It was not clear from the reports how the men fell into the hands of the Arakan Army, why they were speaking, or how they were transported to The Hague and under whose authority.
A spokesman for the International Criminal Court (ICC), based in The Hague, said it did not have the men in custody.
“No. These reports are not correct. We don’t have these persons in the ICC custody,” said the spokesman, Fadi el Abdallah.
Payam Akhavan, a Canadian lawyer representing Bangladesh in a filing against Myanmar at the ICC, said the two men had appeared at a border post requesting the protection of the government and had confessed to the mass murder and rape of Rohingya civilians in 2017.
“All I can say is that those two individuals are no longer in Bangladesh,” he said.
A spokesman for the Arakan Army, Khine Thu Kha, said the two men were deserters and were not held as prisoners of war.
He did not comment further on where the men were now but said the group was “committed to justice” for all victims of the Myanmar military.
Myanmar has repeatedly denied allegations of genocide, saying its military operations in 2017 were targeting Rohingya rebels who attacked police border posts.
Speaking from the Hague, Al Jazeera’s Step Vaessen said that the case had been stalled for a long time because Myanmar is not a signatory to the Rome Statute, the basis for ICC. But with Bangladesh being a signatory, the ICC has ruled that is has jurisdiction over the case
“Part of the crimes that happened in Myanmar, were happening in Bangladesh as well. For example, the forced deportations, where hundreds of thousands of ethnic Rohingya were deported to Bangladesh. That’s why the case has been speeding up since last November,” she said.

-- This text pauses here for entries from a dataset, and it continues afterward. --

PR #648, opened 2022-04-05
Run syscall latency measurements on CI

Stringy:
## Description

## Checklist

**Automated testing**
  - [ ] Added unit tests
  - [ ] Added integration tests
  - [ ] Added regression tests

## Testing Performed

TODO(replace-me)


.circleci/run-integration-tests.sh
```diff
@@ -7,18 +7,72 @@ BUILD_NUM=$3
...
+}
+
+function integration_tests_no_measurements() {
+    make -C "${SOURCE_ROOT}" integration-tests-repeat-network \
+                             integration-tests-missing-proc-scrape \
+                             integration-tests-image-label-json \
+                             integration-tests-baseline \
+                             integration-tests-benchmark \
+                             integration-tests \
+                             integration-tests-report
```
Molter73, line 31: I'm wondering why we don't have a `ci-integration-tests` target that simply lists all of the required targets as dependencies so we could do:
```sh
make -C "${SOURCE_ROOT}" ci-integration-tests
```

Molter73, line 31: I'm wondering why we don't have a `ci-integration-tests` target that simply lists all of the required steps as dependencies so we could do:
```sh
make -C "${SOURCE_ROOT}" ci-integration-tests
```

integration-tests/Makefile
```diff
@@ -22,43 +22,43 @@ docker-clean:
 tests: docker-clean
 	go version
 	set -o pipefail ; \
-	go test -timeout 30m -count=1 -v \
+	go test -timeout 60m -count=1 -v \
```
Molter73, line 25: We might want to bump the `no_output_timeout` value in the CI configuration to something like 75 minutes. Though I have to say that a full hour to run some tests seems a little excessive for regular testing, any way we could have this configurable? Also, if this is not failing in CI then we might not need to bump the timeout at all 🤷🏻‍♂️ 
https://github.com/stackrox/collector/blob/452355b4d3c90247d176f16c392d7529b72a753b/.circleci/config.yml#L983

integration-tests/container/perf/tools/do_syscall_64.py
```diff
@@ -47,9 +52,15 @@ def exit_handler(bpf, output, *args):
         # plain Exception so it is not possible to be more refined.
         print(f"[*] detaching failed: {e}")
 
+    print(f"possibly lost {g_lost_count} events")
```
Molter73, line 55: I may be missing this, but do we extract the logs for the container running this script as part of the artifacts?

integration-tests/integration_test.go
```diff
@@ -37,7 +37,7 @@ const (
 
 func TestCollectorGRPC(t *testing.T) {
 	suite.Run(t, new(ProcessNetworkTestSuite))
-	suite.Run(t, new(BenchmarkCollectorTestSuite))
+	// suite.Run(t, new(BenchmarkCollectorTestSuite))
```
Molter73, line 40: [nit] Maybe remove this if we don't need it anymore.

Molter73 (commented):
Looking good! Aside from a few comments, it looks like there might be some conflicts with #674, so a rebase might be in order.

integration-tests/Makefile
Stringy: This is purely a fail safe, and one that we inconsistently hit on CI when running the (fairly heavy weight) syscall latency measurements, so it feels reasonable to bump it. I think the no_output_timeout should also remain the same since the tests should be outputting some info pretty frequently and no output would suggest some breakage somewhere.

integration-tests/container/perf/tools/do_syscall_64.py
Stringy: yeah, this is capture and will end up in the integration tests log, so should be available.

integration-tests/integration_test.go
Stringy: I'm unsure if we need this test at all anymore since it'll just run the ProcessNetworkTestSuite, which is duplicated elsewhere. I'll remove the whole thing.

.circleci/run-integration-tests.sh
Stringy: Good point, I'll see about adding one

Molter73 (approved):
LGTM!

“The court has ordered the investigation to be continued and if we have these two former military men… if they say they were involved and have given a very detailed account of what they did and who was with them, then this will be an enormous move for this investigation.”
Commenting from Amman, Antonia Mulvey, executive director of Legal Action Worldwide, said that if the evidence turns out to be credible, it would be a huge push for the investigation.
“While the ICC has made no comment on whether or not they have them [the men] in custody, the stories [of the soldiers] are said to be credible and corroborative,” she said explaining that the statements included a mention of ordered killings and rape.
“While they [the soldiers] may be very low in the ranks, we hope more will come forward. There was shown to be a clear chain of command,” she added.
The ICC is investigating the crime against humanity of forced deportation of Rohingya to Bangladesh, as well as persecution and other human rights violations.
“The office does not publicly comment on speculation or reports regarding its ongoing investigations, neither does the office discuss specifics of any aspect of its investigative activities,” a statement from the ICC prosecutor’s office said.
Myanmar is also facing charges of genocide at the International Court of Justice, also in The Hague, though that body does not bring cases against individuals or hear witnesses.
In 2015, before the alleged 2017 genocide, Al Jazeera’s Investigative Unit revealed the inner workings of the Myanmar regime, drawing on documents from the Myanmar military, an unpublished United Nations report and other government paperwork.
Those documents, assessed by Yale University Law School and the International State Crime Initiative at Queen Mary University of London, constituted “strong evidence” of a state-led genocide according to experts.